> _WHAT IS EXPECTED_
Gather all lines in the data that hold the string "configs".
____ MATERIAL SUPPLIED
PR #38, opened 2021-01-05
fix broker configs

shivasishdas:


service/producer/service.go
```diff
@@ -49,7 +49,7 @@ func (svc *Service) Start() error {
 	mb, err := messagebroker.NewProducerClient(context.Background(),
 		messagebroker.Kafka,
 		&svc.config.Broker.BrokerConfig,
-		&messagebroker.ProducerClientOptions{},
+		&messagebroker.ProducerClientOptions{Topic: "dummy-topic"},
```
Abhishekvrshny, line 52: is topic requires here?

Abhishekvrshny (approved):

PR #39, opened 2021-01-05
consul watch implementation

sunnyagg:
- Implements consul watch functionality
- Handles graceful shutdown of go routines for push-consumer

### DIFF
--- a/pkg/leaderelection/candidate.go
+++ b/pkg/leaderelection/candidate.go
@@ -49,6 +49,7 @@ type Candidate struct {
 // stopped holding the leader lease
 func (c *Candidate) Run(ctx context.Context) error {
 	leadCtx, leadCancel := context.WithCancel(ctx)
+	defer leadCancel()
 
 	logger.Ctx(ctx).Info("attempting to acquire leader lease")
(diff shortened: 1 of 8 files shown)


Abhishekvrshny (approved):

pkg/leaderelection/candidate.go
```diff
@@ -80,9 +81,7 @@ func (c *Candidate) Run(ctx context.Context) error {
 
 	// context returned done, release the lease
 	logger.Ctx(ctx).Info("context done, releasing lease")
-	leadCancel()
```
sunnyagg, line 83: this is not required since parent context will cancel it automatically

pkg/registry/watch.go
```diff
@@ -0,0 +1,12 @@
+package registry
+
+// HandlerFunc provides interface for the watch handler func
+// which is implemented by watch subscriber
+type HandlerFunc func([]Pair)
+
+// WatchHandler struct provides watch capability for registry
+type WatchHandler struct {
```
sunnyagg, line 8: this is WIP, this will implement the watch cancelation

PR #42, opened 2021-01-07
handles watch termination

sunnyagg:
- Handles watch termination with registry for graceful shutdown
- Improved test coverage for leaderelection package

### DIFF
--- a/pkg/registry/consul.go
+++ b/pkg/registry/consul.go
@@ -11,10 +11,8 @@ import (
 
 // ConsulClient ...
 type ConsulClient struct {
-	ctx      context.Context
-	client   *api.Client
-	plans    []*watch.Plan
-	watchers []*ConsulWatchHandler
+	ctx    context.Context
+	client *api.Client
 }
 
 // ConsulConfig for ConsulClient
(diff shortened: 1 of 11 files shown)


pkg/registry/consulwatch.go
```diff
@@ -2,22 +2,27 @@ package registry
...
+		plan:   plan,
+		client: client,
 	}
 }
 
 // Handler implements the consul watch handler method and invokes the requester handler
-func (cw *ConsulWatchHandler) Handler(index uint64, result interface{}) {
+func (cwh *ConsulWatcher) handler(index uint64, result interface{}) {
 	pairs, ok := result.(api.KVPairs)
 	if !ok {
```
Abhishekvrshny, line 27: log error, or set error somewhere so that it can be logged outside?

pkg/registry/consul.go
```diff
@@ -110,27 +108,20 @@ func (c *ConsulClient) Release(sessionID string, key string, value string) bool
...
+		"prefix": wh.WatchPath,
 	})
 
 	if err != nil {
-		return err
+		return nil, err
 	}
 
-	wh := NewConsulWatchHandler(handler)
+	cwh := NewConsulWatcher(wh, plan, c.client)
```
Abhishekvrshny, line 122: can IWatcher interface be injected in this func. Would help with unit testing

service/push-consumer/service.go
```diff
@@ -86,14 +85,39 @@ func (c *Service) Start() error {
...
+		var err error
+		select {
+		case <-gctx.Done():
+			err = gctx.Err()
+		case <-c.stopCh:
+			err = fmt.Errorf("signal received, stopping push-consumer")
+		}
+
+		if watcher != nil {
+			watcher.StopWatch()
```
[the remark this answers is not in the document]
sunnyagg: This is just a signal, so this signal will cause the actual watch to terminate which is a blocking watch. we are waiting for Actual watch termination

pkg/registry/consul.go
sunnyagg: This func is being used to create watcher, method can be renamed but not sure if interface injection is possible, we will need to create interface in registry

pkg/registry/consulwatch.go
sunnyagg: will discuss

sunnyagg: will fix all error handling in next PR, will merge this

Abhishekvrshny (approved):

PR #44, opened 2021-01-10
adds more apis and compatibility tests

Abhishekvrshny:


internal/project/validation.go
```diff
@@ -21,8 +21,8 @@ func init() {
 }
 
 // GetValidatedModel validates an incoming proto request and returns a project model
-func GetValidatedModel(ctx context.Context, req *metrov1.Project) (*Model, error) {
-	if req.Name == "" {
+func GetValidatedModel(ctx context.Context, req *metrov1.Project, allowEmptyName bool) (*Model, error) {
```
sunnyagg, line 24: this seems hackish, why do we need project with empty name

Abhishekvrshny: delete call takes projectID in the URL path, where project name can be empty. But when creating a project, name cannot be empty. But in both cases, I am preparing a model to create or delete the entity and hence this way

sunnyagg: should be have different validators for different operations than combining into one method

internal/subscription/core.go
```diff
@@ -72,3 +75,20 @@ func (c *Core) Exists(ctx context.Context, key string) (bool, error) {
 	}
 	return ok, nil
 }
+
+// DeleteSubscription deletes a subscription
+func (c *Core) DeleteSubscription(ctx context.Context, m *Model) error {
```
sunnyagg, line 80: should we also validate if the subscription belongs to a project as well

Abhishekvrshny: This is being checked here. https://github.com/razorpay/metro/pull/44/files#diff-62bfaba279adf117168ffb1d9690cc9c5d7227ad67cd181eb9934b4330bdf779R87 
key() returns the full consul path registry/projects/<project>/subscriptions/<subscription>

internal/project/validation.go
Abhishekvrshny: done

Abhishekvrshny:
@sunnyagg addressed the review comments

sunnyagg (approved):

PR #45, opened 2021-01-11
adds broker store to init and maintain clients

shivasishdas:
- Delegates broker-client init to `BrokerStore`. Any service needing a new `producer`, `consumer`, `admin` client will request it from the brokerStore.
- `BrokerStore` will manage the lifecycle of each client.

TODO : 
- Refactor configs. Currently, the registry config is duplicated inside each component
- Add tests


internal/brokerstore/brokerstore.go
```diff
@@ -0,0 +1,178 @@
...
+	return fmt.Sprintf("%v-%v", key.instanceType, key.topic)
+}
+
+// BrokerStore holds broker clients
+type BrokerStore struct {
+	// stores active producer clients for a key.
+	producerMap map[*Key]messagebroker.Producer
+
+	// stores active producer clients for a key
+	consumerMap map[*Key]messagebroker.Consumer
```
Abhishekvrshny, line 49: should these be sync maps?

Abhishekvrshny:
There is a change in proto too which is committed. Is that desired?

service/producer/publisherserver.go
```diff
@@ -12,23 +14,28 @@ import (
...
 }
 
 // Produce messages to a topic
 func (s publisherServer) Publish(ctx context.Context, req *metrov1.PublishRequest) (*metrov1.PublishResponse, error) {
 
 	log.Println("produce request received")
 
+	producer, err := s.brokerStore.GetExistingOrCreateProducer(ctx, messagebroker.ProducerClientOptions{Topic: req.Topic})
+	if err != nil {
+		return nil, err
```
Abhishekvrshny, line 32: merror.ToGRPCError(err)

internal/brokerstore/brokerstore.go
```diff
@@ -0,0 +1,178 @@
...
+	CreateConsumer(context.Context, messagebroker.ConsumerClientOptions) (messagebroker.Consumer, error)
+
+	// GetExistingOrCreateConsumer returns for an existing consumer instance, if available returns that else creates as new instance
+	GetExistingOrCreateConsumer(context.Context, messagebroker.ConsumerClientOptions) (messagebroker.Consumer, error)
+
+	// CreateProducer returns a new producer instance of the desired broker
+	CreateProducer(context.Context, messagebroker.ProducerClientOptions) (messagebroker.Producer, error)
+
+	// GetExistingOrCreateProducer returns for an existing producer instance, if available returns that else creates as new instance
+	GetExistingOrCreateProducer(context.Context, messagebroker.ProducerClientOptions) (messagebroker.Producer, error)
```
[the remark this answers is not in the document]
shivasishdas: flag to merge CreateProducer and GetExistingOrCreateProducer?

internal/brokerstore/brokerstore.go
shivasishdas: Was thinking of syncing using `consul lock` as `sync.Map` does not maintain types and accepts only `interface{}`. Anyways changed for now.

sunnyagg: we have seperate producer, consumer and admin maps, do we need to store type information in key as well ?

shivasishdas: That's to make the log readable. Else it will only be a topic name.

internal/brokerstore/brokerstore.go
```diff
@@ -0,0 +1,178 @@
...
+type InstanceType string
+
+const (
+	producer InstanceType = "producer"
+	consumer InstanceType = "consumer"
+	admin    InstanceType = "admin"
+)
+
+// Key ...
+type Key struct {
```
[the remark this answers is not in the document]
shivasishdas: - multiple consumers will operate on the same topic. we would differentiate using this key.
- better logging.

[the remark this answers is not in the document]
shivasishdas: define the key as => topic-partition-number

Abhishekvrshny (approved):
________
> _WRITTEN ANSWER_
fix broker configs
- Refactor configs. Currently, the registry config is duplicated inside each component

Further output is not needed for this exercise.